EXERCISE GOAL. Scan the records beneath this line for the line holding "--- a/README.md" and the line holding "event-types you want to read", then transcribe exactly those two and all lines between.

BEGIN EXERCISE MATERIAL

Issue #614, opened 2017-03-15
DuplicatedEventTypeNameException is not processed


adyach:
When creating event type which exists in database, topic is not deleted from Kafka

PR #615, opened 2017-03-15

END EXERCISE MATERIAL
BEGIN EXERCISE MATERIAL

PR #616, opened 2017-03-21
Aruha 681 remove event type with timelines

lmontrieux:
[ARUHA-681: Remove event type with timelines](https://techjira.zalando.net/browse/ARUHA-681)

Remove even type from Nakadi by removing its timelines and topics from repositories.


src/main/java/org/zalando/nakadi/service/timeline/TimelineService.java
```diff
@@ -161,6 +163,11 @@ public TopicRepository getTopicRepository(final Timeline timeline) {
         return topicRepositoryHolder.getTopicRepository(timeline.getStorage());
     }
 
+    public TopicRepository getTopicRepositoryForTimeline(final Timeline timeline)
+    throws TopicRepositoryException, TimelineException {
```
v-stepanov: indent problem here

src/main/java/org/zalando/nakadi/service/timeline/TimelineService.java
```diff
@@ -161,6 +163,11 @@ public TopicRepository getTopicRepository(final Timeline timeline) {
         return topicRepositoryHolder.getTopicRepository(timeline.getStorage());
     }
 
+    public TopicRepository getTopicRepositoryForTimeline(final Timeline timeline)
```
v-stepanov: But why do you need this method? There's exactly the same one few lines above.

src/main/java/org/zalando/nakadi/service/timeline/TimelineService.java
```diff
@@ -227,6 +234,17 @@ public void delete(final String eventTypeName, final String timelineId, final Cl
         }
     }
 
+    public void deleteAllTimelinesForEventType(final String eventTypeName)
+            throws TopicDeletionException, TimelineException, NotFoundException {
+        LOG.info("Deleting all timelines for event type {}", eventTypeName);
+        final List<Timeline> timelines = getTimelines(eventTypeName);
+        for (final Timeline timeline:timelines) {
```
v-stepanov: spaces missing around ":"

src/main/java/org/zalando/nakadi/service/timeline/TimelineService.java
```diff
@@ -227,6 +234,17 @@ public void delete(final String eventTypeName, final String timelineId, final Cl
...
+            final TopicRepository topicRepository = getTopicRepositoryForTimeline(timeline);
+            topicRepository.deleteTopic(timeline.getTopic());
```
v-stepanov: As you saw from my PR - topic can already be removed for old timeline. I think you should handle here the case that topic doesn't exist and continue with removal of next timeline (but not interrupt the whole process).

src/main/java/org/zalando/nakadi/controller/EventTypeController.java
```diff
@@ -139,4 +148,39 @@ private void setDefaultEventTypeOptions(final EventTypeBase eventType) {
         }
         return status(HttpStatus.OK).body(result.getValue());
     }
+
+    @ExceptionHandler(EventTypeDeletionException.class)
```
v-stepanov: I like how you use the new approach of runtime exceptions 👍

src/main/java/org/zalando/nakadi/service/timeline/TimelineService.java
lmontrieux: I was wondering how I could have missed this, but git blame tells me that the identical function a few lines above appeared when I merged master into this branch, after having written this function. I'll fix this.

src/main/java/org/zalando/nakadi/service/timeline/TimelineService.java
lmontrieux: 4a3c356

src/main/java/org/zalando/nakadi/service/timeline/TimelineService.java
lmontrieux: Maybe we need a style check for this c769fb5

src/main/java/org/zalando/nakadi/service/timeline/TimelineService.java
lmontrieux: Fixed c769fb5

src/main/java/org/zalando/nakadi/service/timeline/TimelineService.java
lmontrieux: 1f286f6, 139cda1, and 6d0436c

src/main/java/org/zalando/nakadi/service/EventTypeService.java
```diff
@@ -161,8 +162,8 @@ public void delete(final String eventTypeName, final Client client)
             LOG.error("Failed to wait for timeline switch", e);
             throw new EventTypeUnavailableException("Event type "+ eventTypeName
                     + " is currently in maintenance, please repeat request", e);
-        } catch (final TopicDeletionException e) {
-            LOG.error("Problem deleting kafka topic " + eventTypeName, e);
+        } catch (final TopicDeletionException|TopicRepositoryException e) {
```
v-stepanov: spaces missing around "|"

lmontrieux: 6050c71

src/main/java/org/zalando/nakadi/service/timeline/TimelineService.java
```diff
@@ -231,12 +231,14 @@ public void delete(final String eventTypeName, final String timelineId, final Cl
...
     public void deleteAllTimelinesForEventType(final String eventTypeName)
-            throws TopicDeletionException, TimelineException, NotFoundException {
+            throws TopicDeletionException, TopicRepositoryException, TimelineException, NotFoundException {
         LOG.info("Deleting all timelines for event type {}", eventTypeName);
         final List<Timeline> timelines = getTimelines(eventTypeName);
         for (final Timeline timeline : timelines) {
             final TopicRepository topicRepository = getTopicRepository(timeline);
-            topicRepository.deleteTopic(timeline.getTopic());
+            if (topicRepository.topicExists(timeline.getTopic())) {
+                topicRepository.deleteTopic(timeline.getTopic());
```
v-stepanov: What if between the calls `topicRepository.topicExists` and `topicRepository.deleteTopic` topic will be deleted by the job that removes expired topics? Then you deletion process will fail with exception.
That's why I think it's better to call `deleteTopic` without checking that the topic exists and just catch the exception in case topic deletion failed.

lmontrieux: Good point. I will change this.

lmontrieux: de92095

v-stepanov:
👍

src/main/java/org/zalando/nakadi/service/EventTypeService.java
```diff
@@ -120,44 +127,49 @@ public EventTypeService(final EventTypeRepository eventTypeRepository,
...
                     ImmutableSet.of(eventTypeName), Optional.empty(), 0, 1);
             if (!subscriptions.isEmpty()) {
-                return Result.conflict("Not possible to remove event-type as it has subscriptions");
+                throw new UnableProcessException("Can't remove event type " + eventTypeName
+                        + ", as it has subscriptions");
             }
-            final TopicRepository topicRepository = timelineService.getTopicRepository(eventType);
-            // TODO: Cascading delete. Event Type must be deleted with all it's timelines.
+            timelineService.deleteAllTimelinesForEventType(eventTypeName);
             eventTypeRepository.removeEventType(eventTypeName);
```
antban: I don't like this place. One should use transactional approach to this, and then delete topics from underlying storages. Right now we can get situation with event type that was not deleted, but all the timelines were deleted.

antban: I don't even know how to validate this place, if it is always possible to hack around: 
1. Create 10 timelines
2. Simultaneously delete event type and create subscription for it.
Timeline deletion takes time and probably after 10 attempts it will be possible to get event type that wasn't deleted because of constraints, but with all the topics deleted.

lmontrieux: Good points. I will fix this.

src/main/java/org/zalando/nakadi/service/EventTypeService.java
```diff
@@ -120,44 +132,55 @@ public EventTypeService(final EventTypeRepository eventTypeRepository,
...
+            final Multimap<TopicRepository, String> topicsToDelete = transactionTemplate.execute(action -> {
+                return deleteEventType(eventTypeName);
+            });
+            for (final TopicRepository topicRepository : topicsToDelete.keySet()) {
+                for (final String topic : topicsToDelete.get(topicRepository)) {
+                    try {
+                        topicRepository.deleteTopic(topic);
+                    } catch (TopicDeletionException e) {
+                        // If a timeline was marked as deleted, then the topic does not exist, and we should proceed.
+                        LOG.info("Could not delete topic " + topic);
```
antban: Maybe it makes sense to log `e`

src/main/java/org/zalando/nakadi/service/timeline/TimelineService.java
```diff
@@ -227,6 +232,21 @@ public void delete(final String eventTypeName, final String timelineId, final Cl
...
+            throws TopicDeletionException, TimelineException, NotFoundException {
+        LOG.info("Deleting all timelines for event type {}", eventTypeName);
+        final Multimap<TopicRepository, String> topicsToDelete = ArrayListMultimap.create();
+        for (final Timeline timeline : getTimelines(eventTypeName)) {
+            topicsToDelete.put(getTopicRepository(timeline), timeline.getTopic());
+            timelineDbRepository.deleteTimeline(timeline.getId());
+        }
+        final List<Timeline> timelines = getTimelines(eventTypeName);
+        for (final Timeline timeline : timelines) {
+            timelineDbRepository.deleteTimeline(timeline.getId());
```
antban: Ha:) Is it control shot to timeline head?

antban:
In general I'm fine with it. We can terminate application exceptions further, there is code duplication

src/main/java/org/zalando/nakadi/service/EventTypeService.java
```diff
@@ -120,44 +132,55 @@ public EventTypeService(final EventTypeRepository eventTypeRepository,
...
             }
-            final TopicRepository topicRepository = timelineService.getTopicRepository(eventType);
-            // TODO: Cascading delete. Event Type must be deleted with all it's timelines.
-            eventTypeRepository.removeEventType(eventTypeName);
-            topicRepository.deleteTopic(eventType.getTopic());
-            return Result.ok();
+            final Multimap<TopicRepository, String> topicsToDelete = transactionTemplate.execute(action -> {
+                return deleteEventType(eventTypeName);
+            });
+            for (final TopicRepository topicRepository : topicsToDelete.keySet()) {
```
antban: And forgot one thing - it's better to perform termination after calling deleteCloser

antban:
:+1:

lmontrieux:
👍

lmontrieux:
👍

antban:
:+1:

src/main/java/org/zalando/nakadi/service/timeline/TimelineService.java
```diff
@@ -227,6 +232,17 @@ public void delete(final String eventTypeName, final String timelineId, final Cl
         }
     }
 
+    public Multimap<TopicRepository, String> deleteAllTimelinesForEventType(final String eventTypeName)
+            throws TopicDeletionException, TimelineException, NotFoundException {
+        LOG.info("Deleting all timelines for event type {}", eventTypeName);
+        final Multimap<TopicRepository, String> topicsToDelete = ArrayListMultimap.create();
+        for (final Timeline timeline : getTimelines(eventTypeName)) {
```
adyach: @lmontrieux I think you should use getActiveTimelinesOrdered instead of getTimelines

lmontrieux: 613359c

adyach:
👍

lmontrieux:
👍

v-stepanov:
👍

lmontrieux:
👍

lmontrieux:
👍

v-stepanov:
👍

END EXERCISE MATERIAL
BEGIN EXERCISE MATERIAL

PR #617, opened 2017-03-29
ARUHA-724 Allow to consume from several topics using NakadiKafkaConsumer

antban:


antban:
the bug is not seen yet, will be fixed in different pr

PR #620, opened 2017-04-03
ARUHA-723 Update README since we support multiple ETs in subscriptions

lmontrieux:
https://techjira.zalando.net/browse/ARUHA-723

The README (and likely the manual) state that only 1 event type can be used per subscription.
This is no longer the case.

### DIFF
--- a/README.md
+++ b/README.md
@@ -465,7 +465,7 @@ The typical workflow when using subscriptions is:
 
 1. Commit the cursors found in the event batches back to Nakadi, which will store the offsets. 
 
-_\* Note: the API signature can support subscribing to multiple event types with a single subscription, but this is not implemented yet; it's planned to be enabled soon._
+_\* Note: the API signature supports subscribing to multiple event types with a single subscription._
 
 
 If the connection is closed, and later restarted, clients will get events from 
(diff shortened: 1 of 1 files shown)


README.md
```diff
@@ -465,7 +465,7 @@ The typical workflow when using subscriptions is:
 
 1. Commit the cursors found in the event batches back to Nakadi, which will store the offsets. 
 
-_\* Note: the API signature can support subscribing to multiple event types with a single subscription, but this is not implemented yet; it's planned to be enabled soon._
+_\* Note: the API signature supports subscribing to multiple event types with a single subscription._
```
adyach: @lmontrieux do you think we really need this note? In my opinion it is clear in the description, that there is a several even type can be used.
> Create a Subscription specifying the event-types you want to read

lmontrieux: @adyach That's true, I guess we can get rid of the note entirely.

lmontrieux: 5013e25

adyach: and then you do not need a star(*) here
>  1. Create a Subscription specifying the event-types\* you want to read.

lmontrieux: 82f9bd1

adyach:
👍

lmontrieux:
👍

END EXERCISE MATERIAL

OUTPUT FOR THIS TASK.
--- a/README.md
+++ b/README.md
@@ -465,7 +465,7 @@ The typical workflow when using subscriptions is:
 
 1. Commit the cursors found in the event batches back to Nakadi, which will store the offsets. 
 
-_\* Note: the API signature can support subscribing to multiple event types with a single subscription, but this is not implemented yet; it's planned to be enabled soon._
+_\* Note: the API signature supports subscribing to multiple event types with a single subscription._
 
 
 If the connection is closed, and later restarted, clients will get events from 
(diff shortened: 1 of 1 files shown)


README.md
```diff
@@ -465,7 +465,7 @@ The typical workflow when using subscriptions is:
 
 1. Commit the cursors found in the event batches back to Nakadi, which will store the offsets. 
 
-_\* Note: the API signature can support subscribing to multiple event types with a single subscription, but this is not implemented yet; it's planned to be enabled soon._
+_\* Note: the API signature supports subscribing to multiple event types with a single subscription._
```
adyach: @lmontrieux do you think we really need this note? In my opinion it is clear in the description, that there is a several even type can be used.
> Create a Subscription specifying the event-types you want to read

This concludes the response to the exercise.